▶

PR #136, opened 2026-02-18
Add toxiproxy gRPC client integration tests

kirinrastogi:
## Summary
- Add toxiproxy to the dev environment (nix devshell, process-compose) for network fault injection testing
- Instead of configuring all inter cluster communication to go through toxiproxy via setting advertised ips to be toxiproxy, I added addressMap to the client for test purposes. - if we want to also test inter cluster communication via toxiproxy we can change this
- Add 13 integration tests covering latency, bandwidth limits, timeouts, TCP slicing, proxy disable/enable, partial failures, combined toxics, and topology refresh under network issues

## Test plan
- [x] All 13 new toxiproxy integration tests pass locally
- [x] All 49 existing client integration tests pass (both direct and proxied)
- [x] All 28 worker integration tests pass
- [x] Linting passes
- [x] CI passes with toxiproxy running via process-compose

### DIFF
--- a/.github/workflows/ci.yml
+++ b/.github/workflows/ci.yml
@@ -221,7 +221,7 @@ jobs:
         shell: bash
         run: |
           process-compose up --tui=false &
-          sleep 2
+          sleep 5
       - name: Build typescript package
         shell: bash
         working-directory: typescript_client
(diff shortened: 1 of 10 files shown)


kirinrastogi:
going to merge this, the only controversial thing may be the addressMap and replacement in the client, but I think it is necessary for the client to use a proxy - it is better than sending all cluster communication through toxiproxy.

PR #138, opened 2026-02-19
Add shared-secret Bearer token auth for gRPC

kirinrastogi:
## Summary

- Add optional `auth_token` field to `ServerConfig` — when set, a server-side interceptor rejects any gRPC request missing a valid `authorization: Bearer <token>` metadata header. Health check and reflection services remain unauthenticated so k8s probes and debugging tools still work.
- Add `AuthInterceptor` on the client side (`cluster_client.rs`, `cluster_query.rs`) so that node-to-node and WebUI remote calls automatically include the token when configured.
- Add `--auth-token` global flag to `siloctl` (also settable via `SILO_AUTH_TOKEN` env var) so operators can run commands against authenticated production clusters.
- Add `token` support for non-TLS connections in the TypeScript client (previously only worked with TLS).
- Add gRPC auth secret and wiring for the local OrbStack k8s test deployment.
- Auth is **off by default** (`auth_token` defaults to `None`); existing configs and tests are unaffected.
- Uses dev/debug cargo profile for ci and orbstack now

## Changes

| File | Change |
|------|--------|
| `src/settings.rs` | Add `auth_token: Option<String>` to `ServerConfig` |
| `src/server.rs` | Server-side interceptor validates `authorization: Bearer <token>` |
| `src/cluster_client.rs` | `AuthInterceptor` struct, `InterceptedSiloClient` type alias, `auth_token` on `ClientConfig` |
| `src/cluster_query.rs` | Thread auth token through remote SQL query path |
| `src/webui.rs` | Pass auth token to `ClusterClient` and `ClusterQueryEngine` |
| `src/siloctl.rs` | Add `auth_token` to `GlobalOptions`, wire into `connect()` |
| `src/bin/siloctl.rs` | Add `--auth-token` CLI flag with `SILO_AUTH_TOKEN` env var support |
| `Cargo.toml` | Enable clap `env` feature for env var support |
| `typescript_client/src/client.ts` | Fix `token` option for non-TLS connections via `RpcInterceptor` |
| `example_configs/k8s-gcs.toml` | Add commented `auth_token` example |
| `deploy/local-test/secret.yaml` | New k8s Secret with gRPC auth token |
| `deploy/local-test/statefulset.yaml` | Wire `SILO_AUTH_TOKEN` env var from secret into config |
| `tests/grpc_auth_tests.rs` | 5 new integration tests |

## Usage

**Server config** (`k8s-gcs.toml`):
```toml
[server]
auth_token = "${SILO_AUTH_TOKEN}"
```

**siloctl**:
```sh
siloctl --auth-token <token> cluster info
# or
SILO_AUTH_TOKEN=<token> siloctl cluster info
```

**TypeScript client**:
```ts
const client = new SiloGRPCClient({
  servers: "silo:50051",
  token: "my-secret-token",
  useTls: false,  // token now works with non-TLS too
});
```

## Manual testing (tophat)

Deployed to local OrbStack k8s cluster with gRPC auth enabled, then verified:

1. **grpcurl**: Port-forwarded to the silo service and called `GetClusterInfo` with no auth — received `UNAUTHENTICATED: missing authorization header`. Retried with `-H "authorization: Bearer grpc-auth-token"` — succeeded and returned full cluster info.

2. **TypeScript worker**: Ran a script that creates a `SiloGRPCClient` without a token — `refreshTopology()` fails with "Failed to refresh cluster topology from any server". Then created a client with `token: "grpc-auth-token"`, enqueued a job, started a `SiloWorker`, and the job was successfully picked up and processed.

3. **siloctl**: Ran `siloctl --address http://localhost:50051 cluster info` without auth — received `Unauthenticated: missing authorization header`. Ran with `--auth-token grpc-auth-token` — succeeded. Also verified `SILO_AUTH_TOKEN=grpc-auth-token siloctl cluster info` works via env var.

## Test plan

- [x] 5 new integration tests in `tests/grpc_auth_tests.rs`:
  - Unauthenticated client rejected when auth is enabled
  - Wrong token rejected
  - Correct token accepted
  - Unauthenticated client works when auth is disabled (no regression)
  - Health check bypasses auth
- [x] All existing Rust test suites pass (cluster_client, siloctl, webui, grpc_*, turmoil)
- [x] All 197 TypeScript client integration tests pass unchanged
- [x] Manual tophat against local OrbStack k8s deployment (see above)

### DIFF
--- a/nix/modules/rust.nix
+++ b/nix/modules/rust.nix
@@ -49,15 +49,29 @@
       
       # Build dependencies separately for caching
       cargoArtifacts = craneLib.buildDepsOnly commonArgs;
-      
+
       # Main package
       silo = craneLib.buildPackage (commonArgs // {
         inherit cargoArtifacts;
         doCheck = false; # Tests require external services, CI runs them separately
       });
+
+      # Debug build (fast to compile, no optimizations)
+      debugArgs = {
+        inherit src;
+        strictDeps = true;
+        nativeBuildInputs = [ pkgs.protobuf pkgs.flatbuffers ];
+        CARGO_PROFILE = "dev";
+      };
+      cargoArtifactsDebug = craneLib.buildDepsOnly debugArgs;
+      silo-debug = craneLib.buildPackage (debugArgs // {
+        cargoArtifacts = cargoArtifactsDebug;
+        doCheck = false;
+      });
     in
     {
       packages.default = silo;
       packages.silo = silo;
+      packages.silo-debug = silo-debug;
     };
 }
--- a/Cargo.toml
+++ b/Cargo.toml
@@ -8,7 +8,7 @@ version = "0.1.0"
 # See more keys and their definitions at https://doc.rust-lang.org/cargo/reference/manifest.html
 
 [dependencies]
-clap = { version = "4.3.14", features = ["derive"] }
+clap = { version = "4.3.14", features = ["derive", "env"] }
 futures = "0.3"
 slatedb = { git = "https://github.com/slatedb/slatedb.git", branch = "main" }
 object_store = { version = "0.12", features = ["gcp"] }
--- a/deploy/local-test/secret.yaml
+++ b/deploy/local-test/secret.yaml
@@ -1,0 +1,8 @@
+apiVersion: v1
+kind: Secret
+metadata:
+  name: silo-auth
+  namespace: silo-test
+type: Opaque
+stringData:
+  token: "grpc-auth-token"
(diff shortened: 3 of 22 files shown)


nix/modules/rust.nix
```diff
@@ -49,15 +49,29 @@
...
-      
+
       # Main package
       silo = craneLib.buildPackage (commonArgs // {
         inherit cargoArtifacts;
         doCheck = false; # Tests require external services, CI runs them separately
       });
+
+      # Debug build (fast to compile, no optimizations)
+      debugArgs = {
```
airhorns, line 60: :metal

airhorns (approved):
:LGTM:! Would you mind adding a quick thing to the docs to describe this property? 

And also, I think we might wanna talk right to silo from the sandbox in the future for workflow things where we latch step progress as we go, which will require a more sophisticated auth setup at that time where we need signed tokens that are only allowed to transact against one tenant, but we can cross that bridge when we come to it.

PR #140, opened 2026-02-20
Add deploy-local-orbstack script that deploys .#silo-docker-dev package

kirinrastogi:
## Summary

Adds `scripts/deploy-local-orbstack.mts`, a script to build and deploy silo to a local OrbStack Kubernetes cluster.

You may need to run `kubectl --context orbstack delete namespace silo-test` first for a fresh start.

I wasn't able to get cross compilation working, so it builds inside of orbstack for an aarch64-linux artifact. The first time this is run it will take ~15 minutes, and the cache persists within orbstack. Subsequent runs are fast (~3s total)

### Building inside orbstack

OrbStack runs Linux containers natively on Apple Silicon, which means Kubernetes pods need `aarch64-linux` binaries. However, running `nix build .#silo-docker-dev` on a Mac produces an `aarch64-darwin` artifact — the wrong OS entirely.

Rather than cross-compiling, the script runs the Nix build *inside* OrbStack itself using a `nixos/nix` container, which is natively `aarch64-linux`. The resulting Docker image tarball is piped directly to `docker load`, then the manifests are applied and the StatefulSet is restarted to pick up the new image.

A named Docker volume (`silo-nix-store`) caches the Nix store between runs so subsequent builds are fast.


airhorns:
Ah -- this dockerfile is really just janky code for local testing, I think we should ideally instead use the nix-built docker container if we can. We use this fancy feature of nix that produces minimal docker images from your nix config without needing a dockerfile: https://github.com/gadget-inc/silo/blob/main/nix/modules/docker.nix

That's what CI is building and that's what we'd ship to prod, but I added this silly dockerfile at one point cause I hit some issues getting that working. I think that is now working well though and we should probably just delete it, and make the local dev script use the nix-built one instead, as that should always be working! Want to do that instead?

PR #158, opened 2026-03-05
Switch tenant sharding from lexicographic ranges to hash-based

kirinrastogi:
## Summary

Tenant IDs are now hashed before shard assignment, preventing hotspots where tenants with shared prefixes (e.g. all `env-*` tenants) cluster on a single shard.

- **Hash algorithm**: XXH64 via `xxhash-rust` (Rust) and `xxhash-wasm` (TypeScript) — a well-known, fast non-cryptographic hash with excellent avalanche properties. Using crate/npm packages on both sides means we don't maintain our own hash implementation.
- **Raw keys preserved**: The tenant key itself is still stored everywhere (shard databases, logs, gRPC requests). Hashing only happens at routing time to decide which shard owns a tenant. This means a marginal increase in CPU for hashing on each request, but we get to see raw tenant keys in logs and storage.
- **Range boundaries**: Shard ranges are now evenly-spaced 16-char hex strings in the u64 hash space. Midpoint computation is numeric (u64 arithmetic) rather than the old string-based approach.

## Test plan
- [x] All shard range, split, and coordination tests pass with hash-space boundaries
- [x] Cross-language hash parity verified (Rust and TypeScript produce identical XXH64 outputs)
- [x] etcd and k8s sequential split tests use offset split points (not exact midpoints)
- [x] Determinism test verifies same tenant always maps to same shard

### DIFF
--- a/src/shard_range.rs
+++ b/src/shard_range.rs
@@ -198,9 +198,9 @@ impl ShardRange {
     /// Compute the numeric midpoint of this hash-space range for auto-split.
     ///
     /// Interprets the range boundaries as 16-character hex-encoded u64 values
-    /// and returns the midpoint as a 16-character hex string.
+    /// and returns the midpoint as a u64.
     /// Returns None if the range is too small to split.
-    pub fn midpoint(&self) -> Option<String> {
+    pub fn midpoint(&self) -> Option<u64> {
         let start_val: u64 = if self.start.is_empty() {
             0
         } else {
@@ -217,8 +217,7 @@ impl ShardRange {
             return None;
         }
 
-        let mid = start_val + (end_val - start_val) / 2;
-        Some(format!("{:016x}", mid))
+        Some(start_val + (end_val - start_val) / 2)
     }
 }
 
@@ -419,22 +418,20 @@ impl ShardMap {
             // Single shard covers entire keyspace
             shards.push(ShardInfo::new(ShardId::new(), ShardRange::full()));
         } else {
-            // Divide keyspace into equal ranges
-            // We use a simple approach: divide into ranges based on first character
-            // For better distribution, we create ranges using hex boundaries
+            // Divide the u64 hash keyspace into equal ranges
             let boundaries = compute_range_boundaries(shard_count);
 
             for i in 0..shard_count as usize {
                 let start = if i == 0 {
                     String::new() // Unbounded start
                 } else {
-                    boundaries[i - 1].clone()
+                    format_hash_boundary(boundaries[i - 1])
                 };
 
                 let end = if i == shard_count as usize - 1 {
                     String::new() // Unbounded end
                 } else {
-                    boundaries[i].clone()
+                    format_hash_boundary(boundaries[i])
                 };
 
                 shards.push(ShardInfo::new(ShardId::new(), ShardRange::new(start, end)));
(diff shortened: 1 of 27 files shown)


src/shard_range.rs
```diff
@@ -711,40 +678,19 @@ pub enum ShardMapError {
...
-            let boundary = (i * 256 / shard_count) as u8;
-            boundaries.push(format!("{:02x}", boundary));
-        }
-    } else {
-        // Use four hex digits for larger shard counts
-        for i in 1..shard_count {
-            let boundary = (i as u64 * 65536 / shard_count as u64) as u16;
-            boundaries.push(format!("{:04x}", boundary));
-        }
+    for i in 1..shard_count {
```
kirinrastogi, line 693: this is possible because the values are now always 16 char hex values.

src/shard_range.rs
```diff
@@ -177,81 +195,30 @@ impl ShardRange {
...
-        let end_char = end_bytes[diff_pos];
-
-        if end_char <= start_char + 1 {
-            // Too close to split at this level, extend
-            let mut mid = String::from_utf8_lossy(&start_bytes[..=diff_pos]).to_string();
-            mid.push('~'); // High ASCII value
-            if mid.as_str() > effective_start.as_str() && mid.as_str() < effective_end.as_str() {
-                return Some(mid);
-            }
+        if end_val <= start_val + 1 {
```
kirinrastogi, line 216: related test added here: https://github.com/gadget-inc/silo/pull/158/changes#diff-38a9073e91f709944f8a3130d1558a8143e5ddca03557050d4c2b7fd9a00c2b7R28

src/shard_range.rs
```diff
@@ -177,81 +195,30 @@ impl ShardRange {
...
-        let mut result = String::from_utf8_lossy(&start_bytes[..diff_pos]).to_string();
-        result.push(mid_char as char);
-
-        // Validate the result
-        if result.as_str() > effective_start.as_str() && result.as_str() < effective_end.as_str() {
-            Some(result)
-        } else {
-            None
-        }
+        let mid = start_val + (end_val - start_val) / 2;
```
kirinrastogi: this is simplified now because of fixed length (16 char hex) boundary values

typescript_client/src/client.ts
```diff
@@ -1358,6 +1390,7 @@ export class SiloGRPCClient {
    * @internal
    */
   private async _ensureTopology(): Promise<void> {
+    await initHasher();
```
airhorns, line 1393: 🙄 👍

src/shard_range.rs
```diff
@@ -177,81 +195,30 @@ impl ShardRange {
...
     }
 
-    /// Compute the lexicographic midpoint of this range for auto-split.
+    /// Compute the numeric midpoint of this hash-space range for auto-split.
     ///
-    /// Returns None if the range cannot be split (e.g., single character range).
+    /// Interprets the range boundaries as 16-character hex-encoded u64 values
+    /// and returns the midpoint as a 16-character hex string.
+    /// Returns None if the range is too small to split.
     pub fn midpoint(&self) -> Option<String> {
```
airhorns: should we just change the signature to return this as the numeric midpoint? since thats what the ranges really are, may as well avoid stringifying and parsing?

src/shard_range.rs
```diff
@@ -711,40 +678,19 @@ pub enum ShardMapError {
 
 /// Compute evenly-spaced range boundaries for the given shard count.
 ///
-/// Returns `shard_count - 1` boundary strings that divide the keyspace.
-/// Uses a simple hex-based scheme for predictable distribution.
+/// Returns `shard_count - 1` boundary strings that divide the u64 hash
+/// keyspace into equal-sized partitions, formatted as 16-character hex strings.
 fn compute_range_boundaries(shard_count: u32) -> Vec<String> {
```
airhorns: same question

airhorns (approved):
LGTM after comments! Nice and simple and even deletes implementation code :)

airhorns:
Oh also would be worth tasking a claude to see if any docs updates are necessary

kirinrastogi:
going to merge on green

PR #165, opened 2026-03-10
Fix siloctl to use xxhash-based routing for shard splitting

kirinrastogi:
## Summary
- `shard split --auto` was computing midpoints using a lexicographic string algorithm with incorrect bounds (`"zzzzzzzz"`), but shard ranges are now 16-char hex-encoded u64 hash values from xxhash. Replaced with delegation to `ShardRange::midpoint()` and `format_hash_boundary()`, matching the hash-space routing used by the rest of the system
- Fix `siloctl cluster info` column widths — the Range column was 14 chars wide but hash-based ranges like `[2000000000000000, 4000000000000000)` are 40 chars, causing misaligned output. Widened to 40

◀

• [Work required]: Determine how many lines of the data above contain the string "fast", and answer with the number only.

• [Reply]: 5